Charlie Luce

Biographical details
- Born: January 4, 1929 Peoria, Illinois, U.S.
- Died: January 5, 2022 (aged 93) Doylestown, Pennsylvania, U.S.

Coaching career (HC unless noted)
- 1951–1952: Boston University (Freshmen)
- 1952–1953: Hendrick Hudson HS (NY)
- 1953–1957: Dobbs Ferry HS (NY)
- 1957–1966: Greenwich HS (CT)
- 1966–1971: Boston University
- 1974–1980: Connecticut College

Administrative career (AD unless noted)
- 1971–1974: Boston University (assistant AD)
- 1974–1992: Connecticut College

Head coaching record
- Overall: 88–143 (college) 201–69 (high school)

= Charlie Luce =

American basketball coach and athletic director (1929–2022)

Charles Barton Luce (January 4, 1929 – January 5, 2022) was an American basketball coach and administrator who was the head men's basketball coach at Boston University from 1966 to 1971 and the director of athletics at Connecticut College from 1974 to 1992.

==Early life==
Luce was born in Peoria, Illinois and attended high school in Indianapolis and Rye, New York. He attended Boston University, where he was a member of the Boston University Terriers men's basketball team and majored in physical education. In 1950, he married his high school sweetheart, Gay Devine Luce. They had four sons.

==Coaching==
Luce graduated from B.U. in 1951 and was coach of the freshman basketball team during the 1951–52 season. He then embarked on a career in high school basketball. After a season at Hendrick Hudson High School, Luce became head coach at Dobbs Ferry High School, which had only won three games in the past three seasons. From 1953 to 1957, Luce's teams won five league titles and he was twice named the area's coach of the year. In 1957, he took over as head coach of Greenwich High School, which had not had a winning season in ten seasons. He led the team to five consecutive winning seasons. In 1965, he moved from the basketball court to the gridiron and led the Greenwich High football team to a 7–2 record. His overall record at the high school level was 201–69.

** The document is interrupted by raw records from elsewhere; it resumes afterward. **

PR #145, opened 2024-09-06
Chore: Introduce queue upkeep

vchan:
This PR introduces queue specific upkeep tasks. For the Postgres queue, this helps decouple opening the queue's connection pool and various upkeep tasks like the dequeue timer and enqueue listener.

### DIFF
--- a/saq/queue/postgres.py
+++ b/saq/queue/postgres.py
@@ -120,14 +120,13 @@ class PostgresQueue(Queue):
                     )
                 )
 
-    async def upkeep(self) -> set[asyncio.Task[None]]:
+    async def upkeep(self) -> None:
         await self.init_db()
 
         self.tasks.add(asyncio.create_task(self.wait_for_job()))
         self.tasks.add(asyncio.create_task(self.listen_for_enqueues()))
         if self.poll_interval > 0:
             self.tasks.add(asyncio.create_task(self.dequeue_timer(self.poll_interval)))
-        return self.tasks
 
     async def connect(self) -> None:
         if self.connection:
--- a/saq/queue/postgres.py
+++ b/saq/queue/postgres.py
@@ -110,7 +110,24 @@ class PostgresQueue(Queue):
         self.connection_lock = asyncio.Lock()
         self.released: list[str] = []
         self.has_sweep_lock = False
-        self.tasks: list[asyncio.Task] = []
+
+    async def init_db(self) -> None:
+        async with self.pool.connection() as conn, conn.cursor() as cursor:
+            for statement in DDL_STATEMENTS:
+                await cursor.execute(
+                    SQL(statement).format(
+                        jobs_table=self.jobs_table, stats_table=self.stats_table
+                    )
+                )
+
+    async def upkeep(self) -> set[asyncio.Task[None]]:
+        await self.init_db()
+
+        self.tasks.add(asyncio.create_task(self.wait_for_job()))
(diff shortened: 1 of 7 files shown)


tests/test_queue.py
```diff
@@ -176,7 +176,7 @@ async def test_retry(self) -> None:
 
     async def test_retry_delay(self) -> None:
         # Let's first verify how things work without a retry delay
-        worker = Worker(self.queue, functions=functions, dequeue_timeout=0.01)
+        worker = Worker(self.queue, functions=functions, dequeue_timeout=0.1)
```
vchan, line 179: The low timeout was causing this test to be flaky since the Postgres queue isn't as fast as the Redis one.

tests/test_queue.py
```diff
@@ -440,12 +440,14 @@ async def asyncTearDown(self) -> None:
         await super().asyncTearDown()
         await teardown_postgres()
 
+    @unittest.skip("Not implemented")
```
vchan, line 443: Skipping with the decorator also skips setUp and tearDown.

tests/helpers.py
```diff
@@ -24,12 +25,18 @@ async def create_postgres_queue(**kwargs: t.Any) -> PostgresQueue:
         ),
     )
     await queue.connect()
+    await queue.upkeep()
+    await asyncio.sleep(0.1)  # Give some time for the tasks to start
```
vchan, line 29: Without this, some tests were flaky because tearDown would be called before some upkeep tasks could start.

saq/worker.py
```diff
@@ -341,6 +340,13 @@ def start(
     loop = asyncio.new_event_loop()
     worker = Worker(**settings_obj)
 
+    async def worker_start() -> None:
```
tobymao, line 343: why did you move this? isn't worker.stop already called on the finally of def start?

saq/queue/postgres.py
```diff
@@ -110,31 +110,34 @@ def __init__(
...
                 )
-        # Reserve a connection for dequeue and advisory locks
-        self.connection = await self.pool.getconn()
 
-        self.tasks.append(asyncio.create_task(self.wait_for_job()))
-        self.tasks.append(asyncio.create_task(self.listen_for_enqueues()))
+    async def upkeep(self) -> set[asyncio.Task[None]]:
+        await self.init_db()
+
+        self.tasks.add(asyncio.create_task(self.wait_for_job()))
```
tobymao, line 126: it doesn't look like queue.tasks is used anymore, can we remove it? or do we actually need to use it?

tests/helpers.py
```diff
@@ -24,12 +25,18 @@ async def create_postgres_queue(**kwargs: t.Any) -> PostgresQueue:
...
     return queue
 
 
 async def cleanup_queue(queue: Queue) -> None:
     if isinstance(queue, RedisQueue):
         await queue.redis.flushdb()
+    for task in queue.tasks:
```
tobymao, line 36: i see queue.tasks is only used here? that seems like a smell

saq/worker.py
vchan: I wanted to decouple queue connect/disconnect from worker start/stop. That way, if there are multiple workers sharing the same queue, stopping one won't disconnect the queue for the others. This happens in the tests, for example.

saq/queue/postgres.py
vchan: I gave Queue its own stop() method.

tobymao (approved):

In 1966, Luce was named head basketball coach at Boston University. He had a 49–70 record over his five seasons as head coach. In 1971, he was promoted to full-time assistant athletic director.

In 1974, Luce became the athletic director at Connecticut College. During his tenure, the school doubled the number of sports, adding men's ice hockey, men's lacrosse, women's soccer, and men's and women's crew, was granted entry into the New England Small College Athletic Conference, constructed two new athletic facilities (Dayton Arena and Dawley Field), and planned a third (Lyn and David Silfen Track and Field) that would be completed after he stepped down in 1992. From 1974 to 1980, he was also the school's men's basketball coach and compiled a record of 39–73. He remained with the Connecticut College for as an advancement officer before retiring in 1994. He was inducted into the Connecticut College Athletic Hall of Fame in 1996.

==Later life==
Luce was predeceased by his first wife and married Margery "Bunny" Sigler in 2005. They settled in Doylestown, Pennsylvania, where he remained until his death on January 5, 2022.